Again Doron “you simply can't grasp the irresistible fact that” a line segment is defined by at least two points.
You can notate you notions by any means that suit you, though please let us know when you can acctualy notate any self-consistency, general consistency or practical application (like an ‘infinite interpolation energy’ toaster) of your notions.
You wanted to say that the addition of infinitely many positive values doesn't have a sum, right? Well, it kind of make sense, coz the process of addition never stops and therefore the sum changes with each added number. In that case, how can anyone compare the ever-changing result with another number, such as a constant?
You are living under the impression that there is no sum, and that’s because you would define the task of adding the series of positive integers this way
S = 1 + 2 + 3 + 4 + ...
as it can be seen from the way you did it in S = 2(a + b + c + d + ...)
That addition really doesn't have any sum, coz one important element is missing. The instruction to sum the series of positive integers must look like this
S = 1 + 2 + 3 + 4 + ... + n-1 + n
where n → ∞.
The number ‘n’ is important, coz it is defined: n = "a value that approaches infinity."
You may disagree and point out that the definition of 'n' is useless, coz it would take an infinite amount of time to complete the addition -- the process would never end, and therefore "there is no sum."
Actually even the task of adding the first hundred numbers could make someone really impatient . . .
And so, due to little Carl and others before him, the infinite addition of the series of whole numbers does have a sum:
S = 1 + 2 + 3 + 4 + ... + n-1 + n = (n2 + n)/2.

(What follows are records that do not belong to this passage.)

PR #3318, opened 2018-08-27
1.7.x

i-Clyde:

* [ ] a bug fix
* [x] a new feature
* [ ] other

### New behaviour
It would be also great to do something like this:
`io.sockets.connected[{socketA, socketB, socketC, socketD}].join(roomtoken)`
`io.sockets.connected[{socketA, socketB, socketC, socketD}].leave(roomtoken)`
That will make lobby based applications easier to manage ^^


darrachequesne:
Hi! Could you please describe the feature you want to add? (the commits seem unrelated)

So does any infinite summation.
When an infinite series converges, the sum includes ‘n’ as well and so the algebraic term can be compared with other terms that include ‘n’. But an arbitrary constant doesn’t include it, and so there is “strictly speaking” no way that the result of the summation would ever equal a constant. But remember that there are many ways to skin the cat in math. Here is an infinite convergent series whose sum is Pi.
∞
4∑ (-1k)/(2k +1) = Pi
k=0
Pi can be also expressed in an exact form, such as Pi = c/d (circle circumference/diameter). It all depends on the skill of the mathematician to convert a sum of a convergent series into an exact form and do the comparison with a constant. Sometimes it is possible, more often it is not – it all depends on the particular problem to be solved.
So saying that an infinite series doesn’t have a sum is not true, as any high school kid would confirm so. But they don’t teach OM in the schools, and in this field anything seems to be possible and at the same time impossible.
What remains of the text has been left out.